There are over 40 wetland impoundments on NMWMA. In these restored wetlands, DEC staff raise and lower water levels to produce food and cover for marsh wildlife, including waterfowl, muskrat, mink, rails, bitterns, shorebirds and others. Annual plants are encouraged to grow within the marshes by lowering water levels in the Spring. These plants are abundant seed producers – seeds that are essential food for waterfowl and other marshbirds. Water depths are gradually increased in time for Fall migration. By design, many of our wetlands are inter-connected to facilitate water movement – Storage Pond on Howland Island, for example, is designed to store water to be released into the many connected wetlands downstream. Many others require rainfall to refill and in some cases, we can pump water from one site to another. All of these marshes seem to have their own peculiar water management challenges, and working with them seems, at times, as much art as science. We have provided these images to help you plan your time exploring NMWMA – the dates that the images were taken are listed. Several impoundments (Coot, Guy’s and M&M) are going to be re-watered slowly this migration.

Not all our marshes will be managed for production of annual plants each year. Others will be managed for emergent plant cover (often cattail) and open water areas in about a 50-50 mix. These deeper water sites can be productive for furbearing mammals and secretive marshbirds including rare bitterns and grebes. Still other impoundments will be managed to produce mudflats at those times when shorebird migrations peak.

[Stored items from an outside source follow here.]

PR #11251, opened 2019-07-08
Refactor fetching of remote resources

Gargron:
- Remove OStatus-related logic from `FetchAtomService`
- Make `FetchAtomService` catch the same exceptions as `FetchLinkCardService`
- Make `ActivityPub::DeliveryWorker` and `JsonLdHelper` handle HTTP error codes the same way
- Bug fix: SSL errors not being caught by `FetchLinkCardService`
- Rename `FetchAtomService` to `FetchResourceService`


app/services/fetch_resource_service.rb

NMWMA’s managed marshes are also supplemented by floodplain wetlands found along the Seneca River and Crusoe Creek – this outstanding wetland diversity makes Northern Montezuma Wildlife Management Area a wetland paradise for wildlife.

Update Nov. 10, 2017

We are experiencing flood stage conditions at NMWMA with the Seneca River (Barge Canal) at approximately 378 feet above sea level.  Note the abundance of water in the Seneca River, Swift Water Channel and Crusoe Creek and those associated wetland impoundments shown in the aerial images for Nov. 9.  To keep up with these changes in River and Canal water depths and the opportunities they present for waterfowl hunting, go to USGS’s water data site and monitor the two gauges near Montezuma (Port Byron and Free Bridge Corners)  –   J. Eckler, NYSDEC.